PR #1731, opened 2020-11-03
Improvements for TESTNETS_AVAILABLE env

Riddlerrr:
Some improvement with TESTNETS_AVAILABLE env after https://github.com/CoMakery/comakery-server/pull/1727

### DIFF
--- a/spec/models/blockchain_spec.rb
+++ b/spec/models/blockchain_spec.rb
@@ -10,25 +10,24 @@ describe Blockchain, type: :model do
 
   describe '#available' do
     subject { described_class.available }
-    after { ENV['TESTNETS_AVAILABLE'] = 'true' }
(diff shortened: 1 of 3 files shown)


spec/models/blockchain_spec.rb
```diff
@@ -10,6 +10,7 @@
 
   describe '#available' do
     subject { described_class.available }
+    after { ENV['TESTNETS_AVAILABLE'] = 'true' }
```
Alexey1100, line 13: Still doesn't caches the variable before the run.

Alternatively, we can use stubbing:
`allow(ENV).to receive(:[]).with("TESTNETS_AVAILABLE").and_return("true")`

aquabu (approved):

PR #1736, opened 2020-11-05
AccountsController: Show status and last synced data

Riddlerrr:
Task: https://www.pivotaltracker.com/story/show/175048825

Actually, there are no problems in the backend part.
Since we can't update `AccountTokenRecord` fields (readonly) we creating a new record with status 'created' and after that we trying to sync it. On the page we just show the last record.

From the user's side we definitely updated the rows and it looks like everything is ok and that's confusing.

I've decided just add the status column to the table and show there the actual info and that data was changed:
CoMakery - Achieve Big Missions 2020-11-06 13-24-09

### DIFF
--- a/app/views/dashboard/accounts/_account.html.erb
+++ b/app/views/dashboard/accounts/_account.html.erb
@@ -1,11 +1,13 @@
 <% account = account.decorate %>
-<% record = account.account_token_records.where(token: @project.token).last %>
-<% form_url = record ? project_dashboard_account_path(@project, record) : root_path %>
-<% form_data = record ? { controller: "account-form", target: "account-form.form", 'account-form-address' => account.address_for_blockchain(@project.token._blockchain), 'account-form-account-id' => account.id, 'account-form-account-token-records-path' => api_v1_project_account_token_records_path(project_id: @project.id), 'account-form-transactions-path' => api_v1_project_blockchain_transactions_path(project_id: @project.id)}.merge(@project.token.decorate.eth_data('account-form')) : nil %>
+<% synced_record = account.account_token_records.where(token: @project.token, status: :synced).last %>
+<% last_record = account.account_token_records.where(token: @project.token).last %>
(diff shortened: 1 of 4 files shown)


Alexey1100:
Yep, the problem on the UI side only, since it wasn't created with such multi-step synchronisation logic in mind.
I believe we wanted to improve it at some point.

Riddlerrr:
I tried to show all records but it become too complicated. So I decided to just show last synced data was updated in the same row and cross it.
CoMakery - Achieve Big Missions 2020-11-06 13-24-09

app/views/dashboard/accounts/_account.html.erb
```diff
@@ -1,16 +1,18 @@
...
+<% last_record_is_not_synced = synced_record && last_record && synced_record.id != last_record.id %>
+<% form_url = last_record ? project_dashboard_account_path(@project, last_record) : root_path %>
+<% form_data = last_record ? { controller: "account-form", target: "account-form.form", 'account-form-address' => account.address_for_blockchain(@project.token._blockchain), 'account-form-account-id' => account.id, 'account-form-account-token-records-path' => api_v1_project_account_token_records_path(project_id: @project.id), 'account-form-transactions-path' => api_v1_project_blockchain_transactions_path(project_id: @project.id)}.merge(@project.token.decorate.eth_data('account-form')) : nil %>
 
-<%= form_with model: record, url: form_url, data: form_data, class: 'account-form' do |f| %>
-	
-	<% if policy(@project).edit_accounts? && record && account.address_for_blockchain(@project.token._blockchain) %>
+<%= form_with model: last_record, url: form_url, data: form_data, class: 'account-form' do |f| %>
+
+	<% if policy(@project).edit_accounts? && last_record && account.address_for_blockchain(@project.token._blockchain) %>
```
aquabu, line 10: looks like mixed tabs and spaces. we can setup rubocop to check for this.

aquabu (approved):

PR #1739, opened 2020-11-10
Introduce ORE ID authorisation logic and ALGO transaction signature

Alexey1100:
Implements:

https://www.pivotaltracker.com/story/show/175580920
https://www.pivotaltracker.com/story/show/175561400


app/models/ore_id_service.rb
```diff
@@ -59,18 +59,50 @@ def create_token
...
+    issuer = transfer.issuer
+    recipient = transfer.account
+    issuer_ore_id = issuer.ore_id_account
+    blockchain = transfer.token.blockchain
+    issuer_wallet = issuer.wallets.find_by!(_blockchain: blockchain.key)
+    recipient_wallet = recipient.wallets.find_by!(_blockchain: blockchain.key)
+    transaction_data = {
+      from: issuer_wallet.address,
+      to: recipient_wallet.address,
+      amount: (transfer.amount * 1000000).to_i, # in microalgos
```
Alexey1100, line 86: When operating with blockchain transaction here, amount will be calculated automatically with proper decimals

app/controllers/auth/ore_id_controller.rb
```diff
@@ -0,0 +1,22 @@
+class Auth::OreIdController < ApplicationController
+  include OreIdCallbacks
+  skip_after_action :verify_authorized
```
Alexey1100, line 3: TODO: Policy for new and receive

app/controllers/concerns/ore_id_callbacks.rb
```diff
@@ -0,0 +1,56 @@
...
+
+    def verify_errorless
+      if received_error
+        flash[:error] = received_error
+        redirect_to received_state[:redirect_back_to]
+      end
+    end
+
+    def verify_received_account
+      head 401 unless current_account.id == received_state['account_id']
```
Alexey1100, line 54: Probably will be moved to policy

app/controllers/sign/ore_id_controller.rb
```diff
@@ -1,28 +1,32 @@
...
-    # Should accept transaction instead of transfer
-
     transfer = Award.find(params.require(:transfer_id))
-    head 401 if current_account != transfer.issuer
+    source_wallet = current_account.wallets.find_by!(_blockchain: transfer.token._blockchain).address
+
+    transaction = BlockchainTransactionAward.create!(
+      blockchain_transactable: transfer,
+      source: source_wallet,
+      nonce: 1
```
Alexey1100, line 13: I believe nonce is not needed here, since we are not generating raw transaction.

app/controllers/sign/ore_id_controller.rb
```diff
@@ -1,28 +1,32 @@
...
   include OreIdCallbacks
+  skip_after_action :verify_authorized
 
   # GET /sign/ore_id/new
   def new
-    # Should accept transaction instead of transfer
-
     transfer = Award.find(params.require(:transfer_id))
-    head 401 if current_account != transfer.issuer
+    source_wallet = current_account.wallets.find_by!(_blockchain: transfer.token._blockchain).address
```
Alexey1100, line 8:
```suggestion
    source_wallet = current_account.address_for_blockchain(transfer.token._blockchain)
```

app/controllers/sign/ore_id_controller.rb
```diff
@@ -1,28 +1,32 @@
...
-    raise OreIdCallbacks::NoStateError unless params[:state]
+    verify_errorless
+    verify_received_account
 
-    head 401 unless current_account.id == received_state['account_id']
+    transaction = BlockchainTransactionAward.find(received_state['transaction_id'])
+    transaction.tx_hash = params.require(:transaction_id)
+    transaction.tx_raw = Base64.decode64(params.require(:signed_transaction))
+    transaction.status = :pending
+    transaction.save!
```
Alexey1100, line 28: I think we can reuse the same pattern here as in BlockchainTransactionsController:

```ruby
    if transaction.update(tx_hash: params.require(:transaction_id), tx_raw: Base64.decode64(params.require(:signed_transaction)))
      transaction.update_status(:pending)
      BlockchainJob::BlockchainTransactionSyncJob.perform_later(transaction)
    end
```

And for the error state we would need something like this:

```ruby
transaction.update_status(:cancelled, received_error)
```

app/views/shared/_transfer_button.html.erb
```diff
@@ -11,34 +11,42 @@
 
     <% elsif transfer.recipient_address.blank? && current_account == transfer.account %>
       <%= link_to 'needs wallet', account_path  %>
-    
+    <% elsif transfer.token&.blockchain&.supported_by_ore_id? && (transfer.issuer&.ore_id_account.nil? || transfer.account.ore_id_account.nil?)%>
```
Riddlerrr, line 14: We have to change the condition. 
A receiver can don't have `ore_id_account`, just added wallet.

Alexey1100: Yep, and that should be only possible for Algo transfers, since Asa will require an Ore ID account even on receiver side.

Alexey1100: That might be confusing..

Riddlerrr: > since Asa will require an Ore ID account even on receiver side.

Why?! You can add ASA to any Algorand wallet, isn't it?

Alexey1100: Technically it's possible, but we will have to instruct user to create such approval transaction externally with `assetId` from a token on CoMakery and them submit tx hash or flip some switch on UI, so we can track the allowance on our side.

It feels like it eliminates all the simplicity we rely on OreId for.

app/models/ore_id_service.rb
```diff
@@ -93,6 +109,16 @@ def request_headers
       }
     end
 
+    def algo_transfer_transaction(transaction)
+      {
+        from: transaction.source,
+        to: transaction.destination,
+        amount: transaction.amount,
+        note: "CoMakery payment for Transaction##{transaction.id}",
```
aquabu, line 117: no note

aquabu (approved):

PR #1745, opened 2020-11-23
Sync Algorand's transactions

Riddlerrr:
Task: https://www.pivotaltracker.com/story/show/175845429

In this PR I've added sync for ALGO transactions only.
Assets transactions will be implemented separately.

### DIFF
--- a/app/lib/comakery/algorand/tx.rb
+++ b/app/lib/comakery/algorand/tx.rb
@@ -18,7 +18,47 @@ class Comakery::Algorand::Tx
     transaction_data&.fetch('confirmed-round', nil)
   end
 
-  def confirmed?(_number_of_confirmations = 1)
-    confirmed_round.present?
+  def current_round
+    data.fetch('current-round', 0)
   end
+
+  def closing_amount
+    transaction_data.fetch('closing-amount', nil)
+  end
+
+  def sender_address
+    transaction_data.fetch('sender', '')
+  end
+
+  def receiver_address
+    transaction_data.dig('payment-transaction', 'receiver') || ''
+  end
+
+  # In MicroAlgos for ALGO transaction
+  def amount
+    transaction_data.dig('payment-transaction', 'amount') || 0
+  end
+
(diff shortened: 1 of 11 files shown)


app/models/blockchain/algorand.rb
```diff
@@ -24,6 +24,10 @@ def asset_api_path(asset_id)
     "/v2/assets/#{asset_id}"
   end
 
+  def get_transaction_path(tx_hash)
```
Alexey1100, line 27: Looks like we already have it:

Riddlerrr: 👍

app/lib/comakery/algorand/tx.rb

- _Exercise_
Count the lines of the material that include the word "such", then state only the total.

- _Solution to this problem_
2